Implement a simple artificial neural network algorithm with backpropagation in Python. ANNs are of great interest in bioinformatics. The institute has created many online prediction servers, which utilises ANNs.
The data is a part of a project at DTU HealthTech, which is about prediction of whether certain variations of a SNP will lead to a disease or not. A lot of work has already gone into preparing a data set for network training. The resulting data sets can be seen below.
It is probably a good idea to create one program, that does the training on the data set(s) and the saves the synapses (weights) to a file, and an other program, that reads the synapses and makes a prediction on the given input (data set). The training commences until the error is below a predetermined threshold or stops when max. training rounds have been reached.
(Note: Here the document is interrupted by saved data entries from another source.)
PR #203, opened 2022-10-14
Controller changes

float3:


float3:
not sure if `GetSettings()` should be called before or after the init values are set at

https://github.com/llealloo/vrc-udon-audio-link/pull/203/commits/34892654d7a17b68b4d7a0a2ee87609e947776a7#diff-e1e6d098d6acaa81cb7a1bca4d1557ba2440957d141d52be056090618984161aR99

float3:
> not sure if `GetSettings()` should be called before or after the init values are set at
> 
> [3489265#diff-e1e6d098d6acaa81cb7a1bca4d1557ba2440957d141d52be056090618984161aR99](https://github.com/llealloo/vrc-udon-audio-link/commit/34892654d7a17b68b4d7a0a2ee87609e947776a7#diff-e1e6d098d6acaa81cb7a1bca4d1557ba2440957d141d52be056090618984161aR99)

we decided that it should happen before

Packages/com.llealloo.audiolink/Runtime/Scripts/AudioReactiveSurface.cs
```diff
@@ -7,13 +7,12 @@ namespace VRCAudioLink
...
     #if UDON
         using UdonSharp;
-        using VRC.Udon;
 
         public class AudioReactiveSurface : UdonSharpBehaviour
         {
             [Header("To use custom mesh, swap mesh in Mesh Filter component above")]
             [Header("AudioLink Settings")]
-            public UdonBehaviour audioLink;
+            public AudioLink audioLink;
```
pema99, line 15: doesn't look like this field is used at all anymore. I think we should remove it. Same goes for AudioReactiveSurfaceArray.cs

Packages/com.llealloo.audiolink/Runtime/Scripts/AudioLinkController.cs
```diff
@@ -95,10 +92,12 @@ void Start()
                 }
                 else
                 {
-                    themeColorController.SetProgramVariable("audioLink", audioLink);
+                    themeColorController.audioLink = audioLink;
                     themeColorController.SendCustomEvent("UpdateAudioLinkThemeColors");
```
pema99, line 96: Does this still work now that the field has type `ThemeColorController`? This is basically equivalent to a method call, right?

Packages/com.llealloo.audiolink/Runtime/Scripts/AudioLinkController.cs
```diff
@@ -95,10 +92,12 @@ void Start()
...
                 }
 
+                GetSettings();
```
pema99, line 99: The ordering here intends for the reset button to reset to the settings the user has chosen in the inspector, I assume?

pema99:
Assuming you've tested that the changes to the controller work as intended, this looks good to me. Thanks for fixing the linking up button

pema99 (approved):

Packages/com.llealloo.audiolink/Runtime/Scripts/AudioLinkController.cs
float3: Correct

Packages/com.llealloo.audiolink/Runtime/Scripts/AudioLinkController.cs
float3: [ffa9c3a](https://github.com/llealloo/vrc-udon-audio-link/pull/203/commits/ffa9c3ae9054efa9f68658f2392f442820b4267e)

Packages/com.llealloo.audiolink/Runtime/Scripts/AudioReactiveSurface.cs
float3: [842a723](https://github.com/llealloo/vrc-udon-audio-link/pull/203/commits/842a723b4cf9d96308d39175fe5f75c0d14a3131)

PR #215, opened 2022-12-12
Rename ScriptingDefineManager to AudioLinkDefineManager and add logic…

float3:
… to set "AUDIOLINK_IMPORTED" keyword


float3:
Still needs testing

PR #230, opened 2023-03-12
Release 0.3.2 

float3:

PR #231, opened 2023-03-13
MenuItem

float3:


float3:
Do not merge this before #230 goes through

Packages/com.llealloo.audiolink/Editor/Scripts/AudioLinkSceneManager.cs
```diff
@@ -0,0 +1,37 @@
...
+        [MenuItem("AudioLink/Add AudioLink Prefab to Scene", false)]
+        [MenuItem("GameObject/Add AudioLink Prefab to Scene", false, 49)]
+        static void AddAudioLinkToScene()
+        {
+#if VRC_SDK_VRCSDK3 && !UDONSHARP //VRC AVATAR
+            string[] paths = new string[]
+            {
+                "Packages/com.llealloo.audiolink/Runtime/AudioLinkAvatar.prefab"
+            };
+#else  //VRC WORLD or STANDALONE
```
pema99, line 18: don't add the controller in the case of standalone, it won't work anyways

pema99:
We should maybe consider folding this into AudioLinkImportFix.cs, potentially changing the name while doing so, just to keep this kind of stuff in one place. AudioLinkImportFix is currently a bit of a frankenstein of scene-and-package-management-things, which I actually think is fine, the name just isn't great.

float3:
> We should maybe consider folding this into AudioLinkImportFix.cs, potentially changing the name while doing so, just to keep this kind of stuff in one place. AudioLinkImportFix is currently a bit of a frankenstein of scene-and-package-management-things, which I actually think is fine, the name just isn't great.
> 
> (Just keep in mind if you move anything that the AUDIOLINK_STANDALONE define only works in that one file currently, added by our CI)

okay

float3:
@pema99 is this what you had in mind. I figured I would combine all three of these files since they are all pretty self contained

Packages/com.llealloo.audiolink/Editor/Scripts/AudioLinkManager.cs
```diff
@@ -96,4 +100,66 @@ public static void InstallUdonSharp()
...
+            if (definesChanged)
+            {
+                string finalDefineString = string.Join(";", defineSet.ToArray());
+                PlayerSettings.SetScriptingDefineSymbolsForGroup(buildTarget, finalDefineString);
+                Debug.LogFormat("Set Scripting Define Symbols for selected build target ({0}) to: {1}",
+                    buildTarget.ToString(), finalDefineString);
+            }
+        }
+    }
+    public static class SceneManager
```
pema99, line 134: I was actually more talking about at the class level. I'd take this a step further and combine SceneManager and AudioLinkImportFix into one class, naming it appropriately. They both do scene-and-package (asset, basically) management, if you look at the existing code in this file.

pema99: The define manager is reasonably separate in purpose tho, so that split is fine, I think.

float3: what name do you propose?

Packages/com.llealloo.audiolink/Editor/Scripts/AudioLinkDefineManager.cs
```diff
@@ -7,11 +7,12 @@
 namespace VRCAudioLink.Editor
 {
     [InitializeOnLoad]
-    public class ScriptingDefineManager
+    public class DefineManager
```
pema99, line 10: lets keep the pattern and calling it AudioLinkDefineManager

pema99 (approved):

Tip: Building an ANN is very different from training an ANN. This project is about building (implementing) the ANN. There are many considerations and tricks that are part of training the ANN, but the student should not focus on these as they have nothing to do with Python. If you find yourself using a lot of time trying to optimize the network parameters on order to produce the best possible predictions, then YOU ARE USING YOUR TIME WRONG. Spend it on making the code better or writing a better report.

Input and output

The input for training is whitespace separated numbers. There are 27 input values and a target value (1=disease, 0=health).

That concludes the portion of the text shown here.